In sum, the Court has concluded that section 302(b) of TBOR 2, 110 Stat. 1458, which provides that section 6404(g) applies "to requests for abatement after the date of the enactment of this Act", limits the Court's jurisdiction to the review of the denial of requests for abatement of interest where the denial occurs after July 30, 1996. See White v. Commissioner, supra; Banat v. Commissioner, supra.

Consistent with White v. Commissioner, supra, and Banat v. Commissioner, supra, the Court lacks jurisdiction to review respondent's March 1996 denial of petitioners' request for abatement of interest filed in September 1995. Moreover, we agree with respondent that petitioners' resubmission of their request for abatement of interest to respondent on January 16, 1998, which presented the same claim and ground for relief as their prior submissions, does not provide a basis for the Court to exercise jurisdiction over the petition filed herein.

Although section 302(b) of TBOR 2 does not expressly address whether a taxpayer may invoke the Court's jurisdiction by resubmitting a previously denied request for abatement of interest after the effective date of section 6404(g), we are not persuaded that Congress intended for section 6404(g) to confer jurisdiction in these circumstances. Were we to hold otherwise, the effective date provision, like a limitations period, would fail to perform its purpose inasmuch as it could be defeated by the simple expedient of filing in succession duplicative claims. Cf. Trohimovich v. Commissioner, 776 F.2d 873 (9th Cir. 1985); Huettl v. United States, 675 F.2d 239 (9th Cir. 1982). Consequently, we reject petitioners' contention that the resubmission of their request for abatement of interest and the denial or rejection of their claim after the effective date of section 6404(g) provides a basis for the Court to exercise jurisdiction in this case.
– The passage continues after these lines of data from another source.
PR #27600, opened 2022-12-21
Chore: FileItem hover color

dougfabris:
### before
Screen Shot 2022-12-21 at 13 52 55

### after
Screen Shot 2022-12-21 at 13 43 48


apps/meteor/client/views/room/contextualBar/RoomFiles/components/FileItem.js
```diff
@@ -10,7 +9,7 @@ import MenuItem from './MenuItem';
 const hoverClass = css`
 	&:hover {
 		cursor: pointer;
-		background-color: ${colors.n100};
+		background-color: ${Palette.surface['surface-tint'].toString()};
```
juliajforesti, line 12:
```suggestion
		background-color: ${Palette.surface['surface-tint']};
```

juliajforesti (changes requested):

apps/meteor/client/views/room/contextualBar/RoomFiles/components/FileItem.js
juliajforesti: yes it will:
ts will complain if you are passing that as a `color` or `bg` Box prop.
in this case it's a css in js property value :)

dougfabris: you're completely right!

juliajforesti (approved):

The record in this case indicates that some of respondent's agents may have given petitioners erroneous advice respecting their right to file a petition for review with the Court. Assuming for the sake of argument that petitioners were erroneously advised to file the petition herein, erroneous advice does not provide a basis for the Court to exercise jurisdiction over a matter not authorized by statute. See Odend'hal v. Commissioner, 95 T.C. 617, 624 (1990); Kraft v. Commissioner, T.C. Memo. 1997-476.

Respondent presents an alternative argument that the Court lacks jurisdiction on the ground that the April 1, 1998, letter does not constitute a final determination within the meaning of section 6404(g)(1). In the April 1, 1998, letter, respondent indicated that he was "rejecting" petitioner's claim and that the letter was not a "denial" and did not constitute a "notice of final determination letter". Consistent with our holding that the Court lacks jurisdiction over a claim for abatement of interest that has been resubmitted to respondent after having been filed by a taxpayer and denied by respondent prior to the effective date of section 6404(g)(1), we need not decide the question of whether the April 1, 1998, letter constitutes a final determination within the meaning of said provisions.

Consistent with the preceding discussion, we shall grant respondent's motion to dismiss for lack of jurisdiction.

To reflect the foregoing,

An order will be entered granting respondent's

motion to dismiss for lack of jurisdiction.